→ Assigned task: Word for word, transcribe all of the records.

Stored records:
- - - - -

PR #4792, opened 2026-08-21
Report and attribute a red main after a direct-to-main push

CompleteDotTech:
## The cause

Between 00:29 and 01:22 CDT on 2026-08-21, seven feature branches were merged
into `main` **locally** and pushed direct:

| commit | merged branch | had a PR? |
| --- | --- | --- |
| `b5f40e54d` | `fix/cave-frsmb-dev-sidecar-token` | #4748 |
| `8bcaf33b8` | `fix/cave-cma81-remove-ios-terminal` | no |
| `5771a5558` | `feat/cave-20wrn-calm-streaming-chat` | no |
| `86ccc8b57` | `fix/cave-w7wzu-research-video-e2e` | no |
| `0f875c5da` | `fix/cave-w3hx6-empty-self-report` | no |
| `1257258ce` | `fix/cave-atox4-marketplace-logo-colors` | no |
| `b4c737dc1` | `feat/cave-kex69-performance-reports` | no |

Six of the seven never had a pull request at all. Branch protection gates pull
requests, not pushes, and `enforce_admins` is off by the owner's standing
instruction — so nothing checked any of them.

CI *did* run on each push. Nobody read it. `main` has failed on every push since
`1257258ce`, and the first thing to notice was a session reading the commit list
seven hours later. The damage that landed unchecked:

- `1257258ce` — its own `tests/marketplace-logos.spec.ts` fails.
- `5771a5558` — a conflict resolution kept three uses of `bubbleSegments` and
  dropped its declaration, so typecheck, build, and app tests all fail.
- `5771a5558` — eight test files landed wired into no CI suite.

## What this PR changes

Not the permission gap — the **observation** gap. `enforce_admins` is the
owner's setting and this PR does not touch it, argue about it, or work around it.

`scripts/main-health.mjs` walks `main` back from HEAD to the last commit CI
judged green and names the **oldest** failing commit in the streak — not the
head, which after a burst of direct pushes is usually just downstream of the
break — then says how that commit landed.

- - - - -

→ Your response:
PR #4792, opened 2026-08-21
Report and attribute a red main after a direct-to-main push

CompleteDotTech:
## The cause

Between 00:29 and 01:22 CDT on 2026-08-21, seven feature branches were merged
into `main` **locally** and pushed direct:

| commit | merged branch | had a PR? |
| --- | --- | --- |
| `b5f40e54d` | `fix/cave-frsmb-dev-sidecar-token` | #4748 |
| `8bcaf33b8` | `fix/cave-cma81-remove-ios-terminal` | no |
| `5771a5558` | `feat/cave-20wrn-calm-streaming-chat` | no |
| `86ccc8b57` | `fix/cave-w7wzu-research-video-e2e` | no |
| `0f875c5da` | `fix/cave-w3hx6-empty-self-report` | no |
| `1257258ce` | `fix/cave-atox4-marketplace-logo-colors` | no |
| `b4c737dc1` | `feat/cave-kex69-performance-reports` | no |

Six of the seven never had a pull request at all. Branch protection gates pull
requests, not pushes, and `enforce_admins` is off by the owner's standing
instruction — so nothing checked any of them.

CI *did* run on each push. Nobody read it. `main` has failed on every push since
`1257258ce`, and the first thing to notice was a session reading the commit list
seven hours later. The damage that landed unchecked:

- `1257258ce` — its own `tests/marketplace-logos.spec.ts` fails.
- `5771a5558` — a conflict resolution kept three uses of `bubbleSegments` and
  dropped its declaration, so typecheck, build, and app tests all fail.
- `5771a5558` — eight test files landed wired into no CI suite.

## What this PR changes

Not the permission gap — the **observation** gap. `enforce_admins` is the
owner's setting and this PR does not touch it, argue about it, or work around it.

`scripts/main-health.mjs` walks `main` back from HEAD to the last commit CI
judged green and names the **oldest** failing commit in the streak — not the
head, which after a burst of direct pushes is usually just downstream of the
break — then says how that commit landed.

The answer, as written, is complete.